Women with babies strapped on their backs meandered in the heat rising off the broken pavement. Men, some eating puff pastries stuffed with fish curry, stood about the plywood and tin stalls which sold anything you might need for the three hour journey to Columbo or points far beyond is available.

Galle, with a population of about eighty thousand, is the forth largest city in the country. Beyond the platform was a crowded five story shopping center crammed with people. The market area, which extends to its half a mile or more to the right, is vibrant. All the shops are open-from Buddhist paper lamp kitsch, to electronics, tea, tires, pharmaceuticals and clothing. The water line from the wave appears nothing more than a slightly dark shadow on the concrete plaster.

 


Marc is initiated into the traditions of the local mason (wearing a straw hat). He started with the basics: the construction of the latrine out of cinder block.

Click on the photo for a larger image.

Photo: John Ross


 
I remember on boxing day visualizing a ten foot wave hitting this very place. The busses, where four sit in seats meant for two, where I watched child leaned out the window with an ice cream cone dripping down his hand, were watery graves. As was the train station across the street, packed with holiday traveler. Across the street is a cricket stadium. When the tsunami hit, there was a match between Sri Lankan and English school boys who survived by climbing high up on the stadium steps.

"The center of town was one of the areas where the most people in Galle died," explained one shop keeper. "I just pulled body after body from the water." He described how the tsunami, which was ten feet high at the bus station, came suddenly like a fast moving river. He was fortunate to live in the old Dutch fort, a World Heritage Site built in 1663 with high rock walls. Housing about 400 families, it sustained minimal damage.

I turned and looked at the ocean a few hundred yards away. Beyond the stalls selling fish and the rows of coconut palm, the blue water peacefully reflected the sunlight. I could almost trick myself into feeling that things were okay. What appeared was a dynamic market similar to many others I'd wondered through in developing countries.

This was not so different from what I remembered visiting here two years before, except…. I remembered walking among the houses and shops along the shore. These were poorly built structures. Now they were totally gone, erased from the landscape. Their remains, nothing but piles I rubble I noticed as left the center of town, traveling through diesel fumes of transport trucks on a three wheeled tuk tuk, .

Not far away are the tent cities. Like mini- advertisements, their pealing rubber skins are stenciled with lettering announcing that the tent was a gift from people of Denmark, Belgium or Italy I was told by relief workers that in Galle alone there are six thousand refugees living in tents. The one I visited had about fifty families. They shared a few water taps and a makeshift tin and concrete shelter which serves as a school and community center.

Many of those the displaced cannot rebuild their home. The government is not allowing any new construction within a hundred yards of the beach. The rule seems to have a certain amount of flexibility.

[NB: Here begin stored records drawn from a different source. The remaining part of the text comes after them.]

PR #386, opened 2025-10-29
Voice prompt generation script + CI

turnrye:
Voiceprompts today are generated in a separate project that has a lot of capabilities that we don't use. Most contributors don't understand how to generate voice prompts, and the docs over there aren't very detailed. Rather than getting that to work really well over there, this change instead brings the key script to this repo, focuses just on the steps that we use today, and then introduces CI to validate that voice prompts are being kept up-to-date (which double as documentation for how to generate voice prompts).

Note that there are only two changes to the voiceprompt python script, for the purposes of hardcoding variables (L405, L430). The remainder of the file matches what is in the https://github.com/OpenRTX/vpcgen repo.

# How

- Copy the script from the vpcgen repo here
- Overwrite some of its values so that it can be run "naked" and just work
- Check in the sound sources
- Update the comment on `stringsTable_t` to give folks more clue as to how this works
- Add GitHub action that generates the file **just for the purpose of validating that it was done properly in the commit**; it will fail if the user adds a string to the wordlist csv but hasnt run the script

# Future steps

- Refactor how the tooling works so that the linkage between the wordlist csv and the stringsTable_t type is enforced (or maybe consolidated into one thing?)


turnrye:
Closing this PR -- notes were added to https://tasks.openrtx.org/project/openrtx/task/742 so that this isnt lost.

PR #387, opened 2025-10-31
M17 tx gain

turnrye:
# What

- Move audio_codec's tx multiplier values to setting
- Add settings UI entries to allow it to be configured

# Why

So that users who experience low level issues on M17 TX can address them

# How

This is a pretty straight-forward change.

# TODO

- [ ] Add "migration" concept to ensure a sensible default is set
- [ ] The menu says "gain" because that's what users expect, but this is actually a multiplier instead; 0 = dead silence, not "no gain"; find a better name for this, and consider if that changes what the scale should be
- [ ] Consider if the entire approach is wrong from a UX perspective -- for example "TX Gain" as built here is a range from 0-255 which is a lot of (too much?) granularity; also having defaults like "32" are unintuitive; maybe the fix for both is to change this to a log scale?

### DIFF
--- a/openrtx/include/core/settings.h
+++ b/openrtx/include/core/settings.h
@@ -64,6 +64,7 @@ typedef struct
     char    m17_dest[10];         // M17 destination
     bool    showBatteryIcon;      // Battery display true: icon, false: percentage
     bool    gpsSetTime;           // Use GPS to ajust RTC time
+    uint8_t m17_tx_level;          // M17 TX level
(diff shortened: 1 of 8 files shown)


turnrye:
This is blocked on settings persistence. Leaving in draft.

turnrye:
Closing because I'm not actively working on this at the moment. I hope to resume this once some of my higher priority work gets complete first.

Some homes that were minimally damaged to can rebuilt and commercial structures, such as hotels or restaurants, are exempt. The wealthy and connected seem to simply ignoring the regulation and rebuilding quickly. Those who couldn't rebuild, the poorest members of the society, particularly the fishermen, are in the tents, complaining about the government land grab.

Driving further north along the coastal road, I'm struck by what appears to be the randomness of the destruction. Rubble filled building shells are scattered between other buildings that are completely in tact.

The curvature of the coast relative and the depth of the shelf leading up to the land contributed to how the wave impacted the shore. Concrete houses built without any rebar reinforcement had less of a chance of holding up then other structures that were better built.

Yet there are completely anomalous occurrences, such as an ancient Buddhist temple three hundred yards off shore, built on a small rock island level with the ocean. It was undamaged, while behind it, on the shore, all that remain of a large, multi-storied structures are the arch of a door way, the back wall, the concrete block crumbled.

One of the worst hit places north of Galle is Hikkaduwa. Located on the coast, 98km south of Columbo, this resort area was one of the first to be developed in Sri Lanka. It was known for its excellent coral reefs and its laid back bars and cafes.

It was here that a tsunami hit a train in one of the worst railroad accidents in history.

Three second class cars remained of the original eight. These have been set upright on a separate piece of track beside the main line, which serves as an infrastructure lifeline. The steal bodies with their pealing dark green paint were heavily dented from being slammed down though still completely in tact.

I went inside, walked down the isle, looked at the stuffing coming out of the seats, the loose wiring, the still fans, the shredded particle board ceilings. I looked out the broken window. I tried to imagine what it must have been like to see such a forty foot wave coming from the ocean a few hundred yards away.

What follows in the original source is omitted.